Semantic lifting is a class of techniques by which low-level, implementation-level representations — such as source code, a binary, a protocol parser, or a runtime program state — are algorithmically transformed into high-level, declarative, or semantically rich representations suitable for formal reasoning, verification, or downstream analysis [1:1]. The transformed output is typically expressed in a specification language or knowledge representation formalism, and the transformation is accompanied by a correctness guarantee establishing that the two representations are semantically equivalent.

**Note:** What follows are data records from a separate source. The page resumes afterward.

PR #386, opened 2023-08-09
Reorganise HUGR views

lmondada:
I have moved the file reorganisation out of #336. Please ignore the slightly
messy history, this will get squashed away.

### DIFF
--- a/src/hugr/views/hierarchy.rs
+++ b/src/hugr/views/hierarchy.rs
@@ -25,8 +25,7 @@ use portgraph::{LinkView, PortIndex, PortView};
 
 use crate::{hugr::NodeType, hugr::OpType, Direction, Hugr, Node, Port};
 
-use super::view::sealed::HugrInternals;
-use super::{HugrView, NodeMetadata};
+use super::{sealed::HugrInternals, HugrView, NodeMetadata};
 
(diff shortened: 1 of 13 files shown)


lmondada:
As per your wise comment in #336 @acl-cqc :)

lmondada:
True, I've got no problem switching back to the singular `view`. What is your opinion @acl-cqc ?

NB The more "interesting" change is to move hierarchical views within `view(s)`, so that #336 can add further views there.

src/hugr/views/hierarchy.rs
```diff
@@ -345,7 +344,7 @@ where
     }
 }
 
-/// A common trait for views of a hugr region.
+/// A common trait for views of a HUGR hierarchical subgraph.
```
acl-cqc, line 347: nit: "for views of subgraphs of a Hugr that" and then something like "include all descendants/subtrees" or "are closed over children"

acl-cqc:
I'm neutral on `views` vs `view`, the main bit is to move `hierarchical_views` :)

acl-cqc:
Also, should `HierarchyView` be `HierarchicalView`? It's not a view *of* the hierarchy, so we want the adjective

The term arises across several research communities, including program analysis, scientific computing, network security, and cyber-physical systems. In each case the underlying structure is a formal mapping from an implementation layer to a semantic or specification layer, decomposed through intermediate representations with proof obligations at each step [2:1].

Relationship to lowering

Semantic lifting is the inverse of lowering (also called code generation or compilation), which takes a high-level specification and produces an optimized low-level implementation. Lifting is structurally harder: a given low-level artifact may have many semantically equivalent high-level descriptions, so lifting is formalized as a search problem over a space of candidate specifications, constrained by correctness witnesses [2:2].

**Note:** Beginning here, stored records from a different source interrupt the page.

PR #389, opened 2023-08-09
fix: Automatically add resource req for custom ops

### LINKED ISSUE #388: Custom operations implicitly require their extension

aborgna-q:
Closes #388

This fix is blocked by extension inference.
The failing test in `builder::circuit::test::with_nonlinear_and_outputs` constructs this diagram:

image

Where `MissingRsrc.MyOp` now requires `MissingRsrc`. The output node has that extension in `input_resources`, but the rest of the operations in the region need to define it too. (And I think we'll require a lift node for qubit 1?)

### DIFF
--- a/src/builder/circuit.rs
+++ b/src/builder/circuit.rs
@@ -132,6 +132,7 @@ mod test {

The distinction is not merely directional. Lowering discards semantic structure by necessity — loops become machine instructions, mathematical operators become memory accesses — so lifting must reconstruct that structure from operational behavior. In practice, lifting pipelines decompose the problem into a chain of increasingly abstract intermediate representations, inverting one layer at a time with a formal equivalence check at each transition [2:1].

Applications

Scientific computing

Scientific computing kernels — routines that implement mathematical operations such as Fourier transforms or matrix products — are often written in low-level C or Fortran for performance. Knowing what mathematical operation a kernel computes, rather than just how it computes it, matters for both verification and optimization. This has become a practical problem with the rise of LLM-generated code: such code may be syntactically correct but hard to verify, since the high-level algorithm it implements is not explicit in the source [2:3].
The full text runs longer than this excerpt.